Tuesday, October 02, 2012

What was wrong with the 18th?

A couple of weeks ago, I was doing some research and came across this account of a Federal POW jumping a train as it traveled from Danville to Charlotte. He left this description of part of his adventures. A small part of the 18th North Carolina came from Wilkes County, where the POW was passing through. So, what was wrong with the 18th?
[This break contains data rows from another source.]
PR #44, opened 2017-11-11
Added in-mud ability to manipulate the global load potential.

Hordeking:
It looks like a lot of changes, but all it really does is allows us to manipulate the global load potential from within the mud, rather than having to "tweak" it by 0.05 each time or manually editing the stats file when the mud is down.

### DIFF
--- a/code/code/misc/immortal.cc
+++ b/code/code/misc/immortal.cc
@@ -7,6 +7,7 @@
 //////////////////////////////////////////////////////////////////////////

"...Gorham approaches the door and raps. The door was opened by a lady about forty years of age. 'What will you have sir?' she says. 'Madam, I am hungry, I wish to procure some food, can I do it here?' 'I have nothing for you,' she replies, as she partly closes the door.

   "Seeing he was inclined to urge his request no further and was about to leave, she says 'You belong to the 18th don't you?' 'No,' he says, 'I am an escaped Yankee prisoner.' From the nature of her question and its inflection he saw that the 18th she referred to must be the 18th North Carolina, and that she had little sympathy with them, so he concluded to argue the case on its merits at one. 'Is that so?' she says 'God bless you, come in here.' from Francis J. Hosmer, Andersonville and Other Writings (1896), page 5.